Born from a Croatian family, he is also known as 'Federico or Federigo Bencovich'. His birthplace is unknown, either in Omiš, Šibenik, the island Brač, Ragusa (Dubrovnik), or possibly Venice itself.
His initial training was likely in Venice, but later Benković apprenticed with Carlo Cignani in Bologna, assisting him in 1706 in completing the frescoes of the Assumption of the Virgin on the dome of the Forlì cathedral. His first independent work, Juno on the clouds, was painted in 1705. He also appears to have worked in the studio of Giuseppe Maria Crespi.
In 1710 Benković painted the altarpiece of St. Andrew on the cross surrounded by St. Bartholomew, St. Carolus Borromei, St. Lucia, and St. Apollonia for the church of Madonna del Piombo in Bologna, later transferred to the parish church of Senonches near Chartres in France. By 1715, he came to the service of Prince Lothar Franz Schönborn and was to complete four large canvas masterpieces for the gallery in the Schloss Weißenstein in the town of Pommersfelden: Apollo and Marcia, Hagar and Ishmael in the desert, Iphigenia’s sacrifice and Abraham’s sacrifice of Isaac.

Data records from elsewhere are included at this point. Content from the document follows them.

PR #287, opened 2020-11-14
test: adapt proper testing

bwanglzu:
1. Adapt image encoder and multimodal encoder with fashion200k dataset.
2. Add tests and expected npy.

Need to update `app.py` with default parameters.


multimodal-search-tirg/TirgImageEncoder/__init__.py
```diff
@@ -37,7 +37,7 @@ def post_init(self):
                 texts = pickle.load(fp)
             self.model = TIRG(texts, 512)
             model_sd = torch.load(self.model_path, map_location=torch.device('cpu'))
-            self.model.load_state_dict(model_sd['model_state_dict'])
+            self.model.load_state_dict(model_sd['model_state_dict'], strict=False)
```
JoanFM, line 40: what does it do? just curious?

multimodal-search-tirg/TirgMultimodalEncoder/Dockerfile
```diff
@@ -7,13 +7,10 @@ WORKDIR /workspace
...
     && apt-get -y install wget \
-    && wget https://storage.googleapis.com/image_retrieval_css/pretrained_models/checkpoint_fashion200k.pth \
-    && wget https://github.com/bhavsarpratik/tirg/raw/master/texts.pkl
+    && wget https://storage.googleapis.com/image_retrieval_css/pretrained_models/checkpoint_css3d.pth \
+    && wget https://github.com/bwanglzu/tirg-css/raw/main/texts.pkl
 
 # install the third-party requirements
 RUN pip install -r requirements.txt
 
-# for testing the image
```
JoanFM, line 16: remember to add back the tests

multimodal-search-tirg/TirgImageEncoder/__init__.py
bwanglzu: @JoanFM I uncounted the same error as described [here](https://discuss.pytorch.org/t/missing-keys-unexpected-keys-in-state-dict-when-loading-self-trained-model/22379) while initializing pretrained tirg model.

bhavsarpratik: We were not facing this problem in the fashion model. Not sure why is it coming in CSS model. What happens when it tried to load weight from the state_dict but doesn't find the key. Does it initialise randomly? The documentation says 
"Whether you are loading from a partial state_dict, which is missing some keys, or loading a state_dict with more keys than the model that you are loading into, you can set the strict argument to False in the load_state_dict() function to ignore non-matching keys."

multimodal-search-tirg/TirgMultimodalEncoder/__init__.py
```diff
@@ -56,8 +56,7 @@ def _get_features(self, data):
             visual_data = np.moveaxis(visual_data, self.channel_axis, self._default_channel_axis)
         textual_data = data[(self.positional_modality.index('text'))]
 
-        visual_data = torch.from_numpy(np.stack(visual_data)).float()
-        textual_data = np.stack(textual_data).tolist()
+        visual_data = torch.stack(visual_data).float()
```
bhavsarpratik, line 59: In one of my earlier push I had to change below make flow work along with *data in argument and `data` in encode instead of `*data`
From
```
visual_data = torch.stack(visual_data).float()
```

to
```
visual_data = torch.from_numpy(np.stack(visual_data)).float()
textual_data = np.stack(textual_data).tolist()
```

multimodal-search-tirg/TirgImageEncoder/Dockerfile
```diff
@@ -7,8 +7,8 @@ WORKDIR /workspace
 # Get model and texts file
 RUN apt-get -y update \
     && apt-get -y install wget \
-    && wget https://storage.googleapis.com/image_retrieval_css/pretrained_models/checkpoint_fashion200k.pth \
-    && wget https://github.com/bhavsarpratik/tirg/raw/master/texts.pkl
+    && wget https://storage.googleapis.com/image_retrieval_css/pretrained_models/checkpoint_css3d.pth \
+    && wget https://github.com/bwanglzu/tirg-css/raw/main/texts.pkl
```
bhavsarpratik, line 11: Lets rename the model to `checkpoint.pth` so we don't have to change its name everywhere in code

bhavsarpratik (changes requested):

JoanFM:
@bhavsarpratik I think is good for merging, then you can have any tweak u want

PR #289, opened 2020-11-17
feat: add evaluate and train example

bhavsarpratik:
DRAFT: This is combined PR of fashion-mnist eval and hypertune/train.


JoanFM:
Just as a comment, I would separate the evaluation example and the hypetrain right? I do not think it will become an example the `hypertrain` now

fashion-hyperparameter/optimize.py
```diff
@@ -0,0 +1,210 @@
...
+                'JINA_INDEX_DATA_FILE': 'tests/hyperparameter/index_data.csv',
+                'JINA_EVALUATION_DATA_FILE': 'tests/hyperparameter/query_data.csv',
+                'JINA_WORKSPACE': 'workspace_eval',
+                'JINA_MATRIX_SIZE': size,
+            }
+            for size in range(10, 100)
+        ]
+
+    def parameters_iterator(self):
+        yield {}, self.save_results
```
JoanFM, line 24: it should not get the next `parameter`? how does this work?

bhavsarpratik:
Yes we just discussed it. We will go with both for now and later separate out things or even move some to jina core and refactor.

fashion-hyperparameter/optimize.py
maximilianwerk: Please ignore this code for now. We are still implementing and haven't deleted the parts, which were just sketches. This draft is for us to see better what is already added.

fashion-hyperparameter/Dockerfile
```diff
@@ -0,0 +1,21 @@
...
+
+COPY tests/hyperparameter/requirements.txt /tests/hyperparameter/requirements.txt
+
+RUN python -m pip install --no-cache-dir --upgrade pip && \
+    pip install --no-cache-dir -r tests/hyperparameter/requirements.txt
+
+RUN git clone https://github.com/jina-ai/jinad.git && \
+    pip install --no-cache-dir -r jinad/requirements.txt
+
+RUN python -c "from transformers import DistilBertModel, DistilBertTokenizer; x='distilbert-base-cased'; DistilBertModel.from_pretrained(x); DistilBertTokenizer.from_pretrained(x)"
```
nan-wang, line 17:
```suggestion

```

bhavsarpratik:
`pip install optuna`
Evaluate 
`python evaluate.py`
Hypertune 
`python optimize.py`

fashion-hyperparameter/optimize_class.py
```diff
@@ -0,0 +1,106 @@
...
+        self.query_batch_size = query_batch_size
+        self.trial_parameter_sampler = trial_parameter_sampler
+        self.n_trials = n_trials
+        self.direction = direction
+        self.seed = seed
+        self.config_dir = config_dir
+        self.best_config_filename = best_config_filename
+
+
+    def run_indexing(self):
```
JoanFM, line 33: Just a note for future design, evaluation is designed to be `flow` agnostic (in theory one can evaluate any flow (even an Index one)). So the final version should not assume that we are running `indexing` and later `querying`. I think this `indexing` part should be like a `pre_hook` callback or something.

fashion-hyperparameter/optimize_class.py
```diff
@@ -0,0 +1,106 @@
...
+
+    @staticmethod
+    def parameters_to_env(parameters):
+        for environment_variable, value in parameters.items():
+            os.environ[environment_variable] = str(value)
+
+    def run_evaluation(self, parameters, evaluation_callback):
+        Optimizer.parameters_to_env(parameters)
+        self.run_indexing()
+        self.run_querying(evaluation_callback)
```
JoanFM, line 63: so for instance, you could do `self.run(pre_hook=self.index(), post_hook=evaluation_callback())` or something in these lines

fashion-hyperparameter/optimize_class.py
bhavsarpratik: This idea might be too advanced for our users. Not sure about it. We can rename the `run_querying` to `run_evaluation`

fashion-hyperparameter/optimize_class.py
bhavsarpratik: Does there exist any situation where pre_hook is different than index?

bhavsarpratik: Does there exist any situation where post_hook is different than eval?

JoanFM: It could be empty. 

I am not meaning to put it in the example. But when designing the module classes to have it in mind. Another thing is how u expose these features to the user.

JoanFM: for post_hook different than eval it may make sense to run evaluation by default yes. 

I am just raising awareness for the definitive design to keep that in mind. We should be coherent with the idea that `evaluation` is agnostic to the `flow` we are using

maximilianwerk: Perhaps we should just give in a list of flows with there respective evaluation callbacks. Then we guarantee full flexibility.

JoanFM: Yes, but would be important to have different 'pre-processing' (here run an index flow) per each evaluation? Or this preprocessing could be shared by all the Flows in the Pool?

bhavsarpratik:
@maximilianwerk The logger is still printing everything. Need to probe more on this

fashion-hyperparameter/optimize_class.py
```diff
@@ -0,0 +1,204 @@
...
+        self.query_document_generator, query_document_generator = tee(self.query_document_generator)
+
+        with Flow().load_config(query_yaml) as f:
+            f.search(
+                query_document_generator,
+                batch_size=self.query_batch_size,
+                output_fn=callback
+            )
+
+    def run_evaluation(self, index_yaml, query_yaml, workspace, evaluation_callback):
```
JoanFM, line 78: What if I want to evaluate an indexing flow? Remember that evaluation is agnostic to the flow u run. One can evaluate anything

PR #2277, opened 2016-03-14
chimera: Fix regression in inheriting ACLs on directory creation

gbehrmann:
Motivation:

2.13 introduced a regression which caused directories to inherit
ACLs as if they were files rather than directories.

Modification:

Partially revert f88ecf06676b064df24ada38ad57a64c02d1e199.

Result:

Fixes a regression in directory creation in which the newly created
directory would inherit ACLs as if it were a file rather than a
directory.

The bug was a regression in 2.13 and is not present in previous or
later releases. That is, 2.14 and newer are fine. I request backport
for these branches only to support correct schema downgrade.

Target: trunk
Request: 2.15
Request: 2.14
Request: 2.13
Require-notes: yes
Require-book: no
Ticket: http://rt.dcache.org/Ticket/Display.html?id=8915
Patch: https://rb.dcache.org/r/9129
(cherry picked from commit e2d611349a9abddcc4b9729036f614b74d662d5b)


mksahakyan:
retest this please

mksahakyan:
retest this please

The dramatic, often tortured, poses and lighting of his figures are placed within earthy tenebrist backgrounds, He uses the Piazzetta's and Sebastiano Ricci's unfinished and ragged brushstrokes, but superimposes a startling mystical imprint that is often foreign to the magisterial and olympian Venetian painting, and more akin to the Baroque painters from Northern Italy, Alessandro Magnasco and Francesco Cairo.
Abraham’s sacrifice of Isaac [1], is probably the painting that disappeared from the castle of Pommersfelden at the beginning of the 19th century. Until that time, the painting was attributed to Piazzetta.
After his death, Benković gradually fell into oblivion. His paintings used to be attributed to Piazzetta, Cignani, amongst others.